摘榆钱记散文

2019-10-27散文

  如果日历往回翻、钟表往回转。如果天地回旋、时光交错,遁入二十多年前,大家在做什么呢?我会跟个尾巴似的跟在哥姐身后,在白洋淀四面绕水的采蒲台岛上,随他们爬上屋顶摘榆钱。岛上横二竖三的布满巷道,淀里绵延绿色长城的芦苇荡。家乡没有耕种的农田,更没有馋人的菜园和果园。孩子们能吃饱饭,可零食和糖果稀缺,馋虫在肚里总是蠕动和捣乱。可哥姐机灵的黑眸子一骨碌就是主意,很快他们就能发现觅得。

  那会采蒲台岛大前街,临街宅院里的歪脖子榆,街道南北两端两棵疯杈槐树是唯有的绿色。大前街像一条灰色的土蛇,不起眼不添气。可就是这几棵普通的乔木成了我们的宝藏,四月里摘榆钱、五月里折槐花,它们是我们疯狂掠夺和享受的零食糖果。榆钱来的早,丁点眉目孩子们都眼巴眼瞅。原来榆钱有着润物细无声的气质,只是两天的光景,成串簇拥的榆钱就把榆树扮成摇钱树。当把摘来的榆钱拿回家,母亲拌上玉米面做成丝糕。蒸锅伴着热气白雾掀起的那刻,香味转瞬在屋里蔓延开,这绝对是我们最好的一口。

  那年,又迎来摘榆钱的时节。一帮孩子跑进对门大爹家的院里,我们一伙中最大的二堂姐是我们的司令,她沿着木梯子两三下就上了房。瞬间登梯上像爬满的猴子,我们纷纷爬上屋顶,瞅着眼前满树的美味拼命的咽唾沫,可树离着房子有点远够不着。这难不住二姐,只见她从苇垛里抽出几根粗苇杆,把苇根劈开,中间夹上小棍,一一发给我们。摘榆钱觅食正式开始,大家举着卷榆钱的长苇子瞄向目得地。卷榆钱是个细活,而且成功率不高。心高的二姐为了采摘顺手竟然登到房檐上。这动作吓坏了我们,都收手让她快点下来。二姐笑的像一串风铃好听爽快:没事,等二姐摘多了给你们分。只见她麻利成堆成堆的卷着榆钱,就在这节骨眼上,三叔家的小小学着二姐也爬到房檐卷榆钱。这还了得,二姐叫嚣着:小小,你快下来。小小根本不听,二姐急了要过去拽他。可脚下一空随着啊的一声尖叫,二姐从房檐掉下去…

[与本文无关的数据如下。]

PR #2083, opened 2022-02-18
Fix retrieving events abi

yann300:
`eventsABI` is a mapping of contract name as key, and the values are mapping of event.

This function loops over all the contracts and all the events hashes to find the one given as parameter.
But there are duplicates..
The bug is that the current contract was ERC721 and event `Transfer` but the one returned by the function was the `Transfer` of an ERC20 (which is part of the compilation result too).

So the PR makes sure we are looking at the right contract.

### DIFF
--- a/libs/remix-lib/src/execution/eventsDecoder.ts
+++ b/libs/remix-lib/src/execution/eventsDecoder.ts
@@ -56,18 +56,19 @@ export class EventsDecoder {
     return eventsABI
   }
 
-  _event (hash, eventsABI) {
-    for (const k in eventsABI) {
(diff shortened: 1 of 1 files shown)


Aniket-Engg:
Can you share the steps/example to reproduce the issue without this PR?

yann300:
for reproducing:

 - compile https://github.com/Matlemad/PlaylistNFT/blob/main/PlaylistToken.sol
 - deploy playlist token contract
 - call the safemint function
 - an error should have thrown in the browser console and the tx result is never displayed in the remix console.

PR #2093, opened 2022-02-21
Clear error message when switching tabs

ioedeveloper:
Similar changes will also be needed for https://github.com/ethereum/remix-project/issues/2097


apps/remix-ide/src/app/tabs/compile-tab.js
```diff
@@ -82,6 +86,7 @@ class CompileTab extends CompilerApiMixin(ViewPlugin) { // implements ICompilerA
   }
 
   getFileManagerMode () {
+    this.emit()
```
yann300, line 89: what are you emitting?

libs/remix-ui/solidity-compiler/src/lib/solidity-compiler.tsx
```diff
@@ -40,6 +42,14 @@ export const SolidityCompiler = (props: SolidityCompilerProps) => {
     })()
   }, [])
 
+  useEffect(() => {
+    if (badgeStatus[currentFile]) {
+      api.emit('statusChanged', badgeStatus[currentFile])
```
yann300, line 47: can't you use the `statusChanged` function too here

apps/remix-ide/src/app/tabs/compile-tab.js
ioedeveloper: This was a mistake. I will take it out.

libs/remix-ui/solidity-compiler/src/lib/solidity-compiler.tsx
ioedeveloper: `statusChanged` function wouldn't work here. A plugin emitted event is needed.

yann300 (approved):

PR #2101, opened 2022-02-24
fix async method in remixdprovider

bunsenstraat:


apps/remix-ide/src/app/files/remixDProvider.js
```diff
@@ -98,20 +98,19 @@ module.exports = class RemixDProvider extends FileProvider {
...
-        if (error) console.log(error)
-        // display the last known content.
-        // TODO should perhaps better warn the user that the file is not synced.
-        return cb(null, this.filesContent[path])
-      })
+    try{
+      const file = await this._appManager.call('remixd', 'get', { path: unprefixedpath })
+      this.filesContent[path] = file.content
+      if (file.readonly) { this._readOnlyFiles[path] = 1 }
+      if(cb) return cb(null, file.content)
```
yann300, line 108: `if (cb)` you should probably not return but let line 109 to return

yann300 (approved):

Issue #1962, opened 2022-01-18
Hardhat Provider issues


Aniket-Engg:
- [x] Text in modal is coming in one line
<img width="630" alt="Screenshot 2022-01-18 at 6 28 59 PM" src="https://user-images.githubusercontent.com/30843294/149941824-bfeb8c7d-8b2a-45b2-9854-afa783680721.png">

- [x] `retainable.js:20 Unhandled promise rejection [TIMEOUT] Timeout for call modal from hardhat-provider` appears in browser console even after successful connection

- [x] tx hash appears twice in tx details
<img width="960" alt="Screenshot 2022-01-18 at 6 26 10 PM" src="https://user-images.githubusercontent.com/30843294/149941980-3b98cf29-329b-4f92-9ef9-a7b2bb25fd18.png">

- [x] `open in etherscan` appears without any link

<img width="954" alt="Screenshot 2022-01-18 at 6 26 24 PM" src="https://user-images.githubusercontent.com/30843294/149942046-847102ad-1c00-4243-8978-588d65284839.png">

- [x]  I think `hash` should be removed for calls on UI

<img width="1072" alt="Screenshot 2022-01-18 at 6 26 37 PM" src="https://user-images.githubusercontent.com/30843294/149942169-9368cf4d-cc8c-42e6-83a8-64a9c6e9772e.png">

- [x] Once I disconnect hardhat node locally, it doesn't go back to VM by default. Also, if I try to connect again without rerunning hardhat node. On clicking `OK` on modal, it again shows that screen with empty side panel

<img width="1271" alt="Screenshot 2022-01-18 at 6 27 51 PM" src="https://user-images.githubusercontent.com/30843294/149942438-21d87e1c-71c7-43d9-818a-00c45ec70c3d.png">

- [x] In above image, in remix terminal, txs are labelled as `[vm]` similar like https://github.com/ethereum/remix-project/issues/1937

- [ ] If `Hardhat provider` is selected in environment and workspace is changed, environment is set as `Javascript VM (London)`

PR #2119, opened 2022-03-01
Hardhat Provider Fixes

ioedeveloper:
Closes https://github.com/ethereum/remix-project/issues/1962


libs/remix-ui/terminal/src/lib/components/Table.tsx
```diff
@@ -158,21 +158,6 @@ const showTable = (opts, showTableHash) => {
             </td>
           </tr>
         ) : null}
-        {opts.hash ? (
```
yann300, line 161: this should be removed only if this isn't a call, you can use`opts.isCalll`

ioedeveloper: Do we need this displayed on the UI? We already display `transaction hash` in terminal output. It is a duplicate.

yann300 (approved):

PR #2138, opened 2022-03-04
update resolver

bunsenstraat:
update resolver not to return JSON
axios by default returns a JSON object if the data is JSON
preventing it from transforming makes it whatever it is.

### DIFF
--- a/package.json
+++ b/package.json
@@ -161,7 +161,7 @@
     "@remixproject/plugin-ws": "^0.3.28",
     "ansi-gray": "^0.1.1",
     "async": "^2.6.2",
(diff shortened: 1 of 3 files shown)


package.json
```diff
@@ -161,7 +161,7 @@
     "@remixproject/plugin-ws": "^0.3.28",
     "ansi-gray": "^0.1.1",
     "async": "^2.6.2",
-    "axios": ">=0.21.1",
+    "axios": ">=0.26.0",
```
Aniket-Engg, line 164: May be this should also updated package-lock.json

Aniket-Engg (approved):

PR #2140, opened 2022-03-05
Auto exec

yann300:
This PR add menu item in the file explorer to set a script to run after each compilation (when ctrl+r is pressed).
 in order to run it:

 - add these files https://gist.github.com/yann300/04fb95555dbaa67ab1ea3a23959d4fdc
 - right click on the js file and click 'run after compilation'
 - select the 1_Storage.sol file, ctrl + s does a normal compilation (this is what we already have).
 - hit ctrl + r: it compiles, removes the current instances and run the script.
 - alternatively,:select the js file, hit ctrl+r. it runs the script


Hbutlercapone (approved):
Merge #2140

Hbutlercapone (approved):

Issue #1968, opened 2022-01-19
gist-handler issues


Aniket-Engg:
- [x] One first time load, on clicking on `GIST` from home tab, modal doesn't appear. These errors appear in browser console:
```
retainable.js:20 Unhandled promise rejection [TIMEOUT] Timeout for call load from home
retainable.js:20 Unhandled promise rejection [TIMEOUT] Timeout for call modal from gistHandler
```

- [x]  path for gist loaded file is shown with gist id in file explorer and with `gist-` prefix everywhere else. This creates ambiguity and makes it difficult to use file across the plugins. See screenshots:
<img width="894" alt="Screenshot 2022-01-19 at 2 18 15 PM" src="https://user-images.githubusercontent.com/30843294/150097077-fad11118-f2bd-46e6-a6ed-68855e68fc4a.png">
<img width="320" alt="Screenshot 2022-01-19 at 2 23 59 PM" src="https://user-images.githubusercontent.com/30843294/150097145-8adfef8f-a332-4fd9-91c9-f7076ff825c8.png">
<img width="298" alt="Screenshot 2022-01-19 at 2 25 50 PM" src="https://user-images.githubusercontent.com/30843294/150097170-162a60a9-f51a-461c-9f7d-18dde9e2f3b7.png">

PR #2143, opened 2022-03-07
readd gist prefix

yann300:
fix https://github.com/ethereum/remix-project/issues/1968

This PR handles the second item from the issue.


Aniket-Engg (commented):
As soon as I activate SUT plugin after a gist download, it shows error in browser console:
Screenshot 2022-03-08 at 6 16 16 PM

When I try to edit SUT plugin test directory, it show error in browser console and do not make any changes in test directory textbox value:

Screenshot 2022-03-08 at 6 16 33 PM

LianaHus:
the file name is not aligned with the icon. is this a new issue?

Aniket-Engg (commented):
Functionality wise this looks fine to me.

But for the gist folder name, it would be better if it can appear in one line

LianaHus (approved):

PR #2150, opened 2022-03-08
don't use look behinds

bunsenstraat:
safari doesn't support look behinds


yann300:
which issue is that fixing?

libs/remix-ui/search/src/lib/context/context.tsx
```diff
@@ -208,11 +208,11 @@ export const SearchProvider = ({
         const files = await getDirectory('/', plugin)
         const pathFilter: any = {}
         if (state.include){
-          const includeWithGlobalExpression = state.include.replaceAll(/(?<!\/)(\*\.)/g, '**/*.')
+          const includeWithGlobalExpression = state.include.replaceAll(/(\*\.)/g, '**/*.')
```
ioedeveloper, line 211: Wouldn't this change affect the correctness of the matching pattern?

bunsenstraat: I've changed it

Issue #2147, opened 2022-03-08
debugger update - is not saying that it did not find the file in Etherscan


ryestew:
on Ropsten with txn hash: 0x318d4ab00af73f6c8fa4a1d361c0992a853f45143a3f7ad1ad9d4a8937215377 of a Etherscan verfied contract, I see that it is not in sourcify from the toaster.  No toaster to say whether it is in etherscan or not.  But I do get this toaster
<img width="480" alt="image" src="https://user-images.githubusercontent.com/6050001/157154691-df5c3bb9-4740-4653-ab52-169afd2763bc.png">

With this toaster - I think the source code has been fetched.  But in the debugger when I pull the slider around nothing happens.  When I use the stepper I get this warning:

<img width="353" alt="image" src="https://user-images.githubusercontent.com/6050001/157155121-d1213b13-2651-4537-ad1b-2037ea666018.png">

Probs:
* did it retrieve it or not from etherscan - the toasters don't say
* this txn is in etherscan and is a verfied contract: https://ropsten.etherscan.io/address/0x7B91bCBb35450812689F9569D0Db9d40582392B9#code
* the slider didn't bring up the error
* the error came up with the stepper - but then why did the toaster come up saying that the contrat is being recompililed?

PR #2156, opened 2022-03-09
Fix solidity version while debugging

yann300:
fix https://github.com/ethereum/remix-project/issues/2147

 - add a warning when the debugger is trying to jump to a breakpoint.
 - bugfix: actual breakpoing was put in the line below the clicked line.

### DIFF
--- a/libs/remix-debug/src/debugger/debugger.ts
+++ b/libs/remix-debug/src/debugger/debugger.ts
@@ -41,11 +41,6 @@ export class Debugger {
       }
     })
 
-    this.breakPointManager.event.register('managersChanged', () => {
-      const { traceManager, callTree, solidityProxy } = this.debugger
-      this.breakPointManager.setManagers({ traceManager, callTree, solidityProxy })
-    })
-
     this.breakPointManager.event.register('breakpointStep', (step) => {
       this.event.trigger('breakpointStep', [])
       this.step_manager.jumpTo(step)
--- a/libs/remix-debug/src/debugger/debugger.ts
+++ b/libs/remix-debug/src/debugger/debugger.ts
@@ -47,7 +47,16 @@ export class Debugger {
     })
 
     this.breakPointManager.event.register('breakpointStep', (step) => {
+      this.event.trigger('breakpointStep', [])
       this.step_manager.jumpTo(step)
+    })
+
+    this.breakPointManager.event.register('noBreakpointHit', (step) => {
+      this.event.trigger('noBreakpointHit', [])
+    })
+
+    this.breakPointManager.event.register('locatingBreakpoint', () => {
+      this.event.trigger('locatingBreakpoint', [])
     })
 
     this.debugger.setBreakpointManager(this.breakPointManager)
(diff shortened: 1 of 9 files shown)


libs/remix-debug/test/debugger.ts
```diff
@@ -277,12 +277,7 @@ function testDebugging (debugManager) {
...
-    breakPointManager.event.register('managersChanged', () => {
-      const {traceManager, callTree, solidityProxy} = debugManager
-      breakPointManager.setManagers({traceManager, callTree, solidityProxy})
-    })
-
-    breakPointManager.add({fileName: 'test.sol', row: 38})
+    breakPointManager.add({fileName: 'test.sol', row: 39})
 
     breakPointManager.event.register('breakpointHit', function (sourceLocation, step) {
       console.log('breakpointHit')
```
ioedeveloper, line 283: It is safe to remove this line.

libs/remix-ui/debugger-ui/src/lib/debugger-ui.tsx
```diff
@@ -87,6 +87,18 @@ export const DebuggerUI = (props: DebuggerUIProps) => {
       })
     })
 
+    debuggerInstance.event.register('locatingBreakpoint', async (isActive) => {
+      setState(prevState => {
+        return { ...prevState, sourceLocationStatus: 'Locating breakpoint, this might take a while...' }
```
ioedeveloper, line 92: I'm not sure if this setState will work as expected in a call back. You can define a new `useState` variable for `sourceLocationStatus` and update it directly.

libs/remix-ui/debugger-ui/src/lib/debugger-ui.tsx
```diff
@@ -87,6 +87,18 @@ export const DebuggerUI = (props: DebuggerUIProps) => {
...
+      })
+    })
+
+    debuggerInstance.event.register('noBreakpointHit', async (isActive) => {
+      setState(prevState => {
+        return { ...prevState, sourceLocationStatus: '' }
```
ioedeveloper, line 98: See comment above.

libs/remix-debug/src/debugger/debugger.ts
```diff
@@ -41,15 +41,19 @@ export class Debugger {
       }
     })
 
-    this.breakPointManager.event.register('managersChanged', () => {
-      const { traceManager, callTree, solidityProxy } = this.debugger
-      this.breakPointManager.setManagers({ traceManager, callTree, solidityProxy })
-    })
-
     this.breakPointManager.event.register('breakpointStep', (step) => {
+      this.event.trigger('breakpointStep', [])
```
ioedeveloper, line 45: Is this a recursive call? Because i don't see anywhere else that `breakpointStep` event is registered. If not, then i'm not sure how useful this line is.

libs/remix-ui/debugger-ui/src/lib/debugger-ui.tsx
yann300: This works, I used the same method as line 106. let me know still if there's a better way to handle this warning message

  大人们放下手里织席的撬席刀子跑来救人。当下二姐就摔的没气了,而且右眼框里出了血,我们一群小孩都吓哭了,跟在大人们后边一直追到码头,眼望着把二姐送到淀东岸的医院。这次摘榆钱成了我们的绝唱,因为二姐右眼失明了。

  时过境迁、南柯一梦,当下的生活和环境发生巨变。当年大姐头的二姐已远嫁他乡,如今再巧遇已经发福,人也显得笨拙和迟钝。殊不知,二姐已做了姥姥。当推着小车蓝在超市里买菜时,并没有开胃和想吃的菜,菜的味道好像变了味。当搬进鸽子笼子似的楼房了,撇看楼下几株小葱一样寒碜的树苗,开始怀念大前街长满榆钱的榆树和开满白花的槐树......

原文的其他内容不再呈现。